Her people stood silent. They might have done something, Duncan thought, might have shown her support. But Melein would claim them; they would remain Sochil’s only if Sochil would return challenge.
Sochil stopped in her retreat, among the ranks of her Kel, turned suddenly. “
A’ani!
” she cried. It was challenge.
Melein turned to Niun, and carefully he shed the belt of the
zahen’ein,
handed the modern weapons to Duncan; then with a bow to Melein, he turned and walked forward.
Likewise did Merai s’Elil.
Duncan stood still, the belt a weight in his hands. Melein laid her hand on his sleeve. “Kel Duncan: you
understand . . . you must not interfere.”
And she veiled herself and walked away through the enemy kel’ein, and likewise did Sochil, in her wake. The wall of kel’ein reformed behind them.
There was silence, save for the whistling of the wind.
In the center of the circle and Niun and Merai took up their positions, facing one another at fencers’ distance and a half.

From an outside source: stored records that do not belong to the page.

PR #988, opened 2022-09-02
Initialize edgeID datastructure when constr. graph with indexed edges.

### LINKED ISSUE #986: Core dumped when adding weighted edges with edgesIndexed=True
Hello all, first issue here.

Decided I would report the following:
I have a dict mapping strings to node ids as well as a list of edges

    import networkit as nk

    nodes = {'Joe':0, 'Bob': 1, 'Sue': 2}  # 60 nodes approx.
    edges = [
        {"from":0, "to":1, "weight":  0.1231232329}, 
        {"from":1 ,"to": 2, "weight:" 123.413123627)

Each gathered a handful of sand and cast it on the wind.
Then the
av’ein-kel,
the great-swords, whispered from sheaths.
A pass, in which they exchanged position; the blades flashed, rang lightly against each other, rested. A second pass: and kel Merai stopped, and seemed simply to forget where he was; and fell. The blade had not seemed to touch him.
But darkness spread over the sand beneath him.